**Action item:** Copy out every record that follows, word for word.

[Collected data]
________________
Issue #944, opened 2018-04-19
Switch to use Pulse API v2


mmmavis:
Other than updating the endpoints we should also make sure data returned from v2 endpoints is what we expected to get.

Some endpoints to pay attention to:

- https://github.com/mozilla/network-pulse-api#get-apipulseprofilesidnumber-with-optional-formatjson
- (more to be added)

mmmavis:
Done!

PR #965, opened 2018-06-07
Use Pulse API v2

mmmavis:
Related to #944 

@alanmoo I couldn't decide if we should do this by updating the env var or updating the strings in https://github.com/mozilla/network-pulse/blob/master/js/service.js#L177-L272 so they have `/v2` in the API endpoints. Thoughts?

### DIFF
--- a/README.md
+++ b/README.md
@@ -12,7 +12,7 @@ Pulse reveals the network's footprint, it fosters collaboration and amplifies th
 
 ### Testing
 
-Interested in contributing to this project? A good place to start is by helping with [Quality Tests](https://github.com/mozilla/network-pulse/wiki/Quality-Tests). File a [new issue](https://github.com/mozilla/network-pulse/issues) to say hello and let us know that you're interested.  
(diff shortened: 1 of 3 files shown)


alanmoo:
My instinct is that because this is a change in behavior (theoretically, if not in practice with this specific API upgrade) this change should happen in code. That way when we need to go from v2 to v3, it forces us to confirm the upgrade in a commit rather than casually doing it with an env var.


@cadecairos do you have thoughts?

cadecairos:
I agree with @alanmoo, lets choose our API version in code

README.md
```diff
@@ -12,7 +12,7 @@ Pulse reveals the network's footprint, it fosters collaboration and amplifies th
 
 ### Testing
 
-Interested in contributing to this project? A good place to start is by helping with [Quality Tests](https://github.com/mozilla/network-pulse/wiki/Quality-Tests). File a [new issue](https://github.com/mozilla/network-pulse/issues) to say hello and let us know that you're interested.  
+Interested in contributing to this project? A good place to start is by helping with [Quality Tests](https://github.com/mozilla/network-pulse/wiki/Quality-Tests). File a [new issue](https://github.com/mozilla/network-pulse/issues) to say hello and let us know that you're interested.
```
mmmavis: removed extra whitespace

mmmavis:
Cool cool PR updated! @alanmoo 👀 ?

mmmavis:
@alanmoo got a chance to review this?

PR #971, opened 2018-06-26
Showed 'about' tab on profile only when there's long bio to show

### LINKED ISSUE #969: My profile shows "About" tab even if empty
STR:

1. Log in, visit https://www.mozillapulse.org/profile/me
2. Even if you don't have extended profile info enabled, you'll see the "About" link and be at that route.
(For example, https://www.mozillapulse.org/profile/93 doesn't have it, unless I'm logged in)

Expected behavior:
If extended profile info isn't enabled, you shouldn't see the tab/be on that route.

cc @xmatthewx

mmmavis:
Fixed #969

### DIFF
--- a/components/profile-tab-group/profile-tab-group.jsx
+++ b/components/profile-tab-group/profile-tab-group.jsx
@@ -50,17 +50,19 @@ class ProfileTabGroup extends React.Component {
   }
 
   getAvailableTabs(props) {
-    // 2 scenarios
-    // [1] viewing your own profile: show all tabs
-    // [2] viewing other people's profile: show tab only if there is content to show
-    const TAB_NAMES = Object.keys(PROJECT_TYPES_BY_TAB_NAME);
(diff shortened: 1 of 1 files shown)


mmmavis:
@xmatthewx can you help with design review? The review app links to staging API so you can just go on to the staging Django dashboard and make your profile changes there for QA purposes.

alanmoo:
The code makes sense, though I don't think it can be tested currently in the review app- I'm having trouble logging in. Does Google auth need updating for a review app/staging to work or am I missing something?

mmmavis:
@alanmoo Login doesn't seem to work directly on review apps. I think the trick (at least this is how the way I've been using) is to log in/out from **[Pulse staging via front end](https://network-pulse-staging.herokuapp.com)**.

mmmavis:
@alanmoo R 👀 when you get a chance?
________________
**Written response:**
Issue #944, opened 2018-04-19
Switch to use Pulse API v2


mmmavis:
Other than updating the endpoints we should also make sure data returned from v2 endpoints is what we expected to get.

Some endpoints to pay attention to:

- https://github.com/mozilla/network-pulse-api#get-apipulseprofilesidnumber-with-optional-formatjson
- (more to be added)

mmmavis:
Done!

PR #965, opened 2018-06-07
Use Pulse API v2

mmmavis:
Related to #944 

@alanmoo I couldn't decide if we should do this by updating the env var or updating the strings in https://github.com/mozilla/network-pulse/blob/master/js/service.js#L177-L272 so they have `/v2` in the API endpoints. Thoughts?

### DIFF
--- a/README.md
+++ b/README.md
@@ -12,7 +12,7 @@ Pulse reveals the network's footprint, it fosters collaboration and amplifies th
 
 ### Testing
 
-Interested in contributing to this project? A good place to start is by helping with [Quality Tests](https://github.com/mozilla/network-pulse/wiki/Quality-Tests). File a [new issue](https://github.com/mozilla/network-pulse/issues) to say hello and let us know that you're interested.  
(diff shortened: 1 of 3 files shown)


alanmoo:
My instinct is that because this is a change in behavior (theoretically, if not in practice with this specific API upgrade) this change should happen in code. That way when we need to go from v2 to v3, it forces us to confirm the upgrade in a commit rather than casually doing it with an env var.


@cadecairos do you have thoughts?

cadecairos:
I agree with @alanmoo, lets choose our API version in code

README.md
```diff
@@ -12,7 +12,7 @@ Pulse reveals the network's footprint, it fosters collaboration and amplifies th
 
 ### Testing
 
-Interested in contributing to this project? A good place to start is by helping with [Quality Tests](https://github.com/mozilla/network-pulse/wiki/Quality-Tests). File a [new issue](https://github.com/mozilla/network-pulse/issues) to say hello and let us know that you're interested.  
+Interested in contributing to this project? A good place to start is by helping with [Quality Tests](https://github.com/mozilla/network-pulse/wiki/Quality-Tests). File a [new issue](https://github.com/mozilla/network-pulse/issues) to say hello and let us know that you're interested.
```
mmmavis: removed extra whitespace

mmmavis:
Cool cool PR updated! @alanmoo 👀 ?

mmmavis:
@alanmoo got a chance to review this?

PR #971, opened 2018-06-26
Showed 'about' tab on profile only when there's long bio to show

### LINKED ISSUE #969: My profile shows "About" tab even if empty
STR:

1. Log in, visit https://www.mozillapulse.org/profile/me
2. Even if you don't have extended profile info enabled, you'll see the "About" link and be at that route.
(For example, https://www.mozillapulse.org/profile/93 doesn't have it, unless I'm logged in)

Expected behavior:
If extended profile info isn't enabled, you shouldn't see the tab/be on that route.

cc @xmatthewx

mmmavis:
Fixed #969

### DIFF
--- a/components/profile-tab-group/profile-tab-group.jsx
+++ b/components/profile-tab-group/profile-tab-group.jsx
@@ -50,17 +50,19 @@ class ProfileTabGroup extends React.Component {
   }
 
   getAvailableTabs(props) {
-    // 2 scenarios
-    // [1] viewing your own profile: show all tabs
-    // [2] viewing other people's profile: show tab only if there is content to show
-    const TAB_NAMES = Object.keys(PROJECT_TYPES_BY_TAB_NAME);
(diff shortened: 1 of 1 files shown)


mmmavis:
@xmatthewx can you help with design review? The review app links to staging API so you can just go on to the staging Django dashboard and make your profile changes there for QA purposes.

alanmoo:
The code makes sense, though I don't think it can be tested currently in the review app- I'm having trouble logging in. Does Google auth need updating for a review app/staging to work or am I missing something?

mmmavis:
@alanmoo Login doesn't seem to work directly on review apps. I think the trick (at least this is how the way I've been using) is to log in/out from **[Pulse staging via front end](https://network-pulse-staging.herokuapp.com)**.

mmmavis:
@alanmoo R 👀 when you get a chance?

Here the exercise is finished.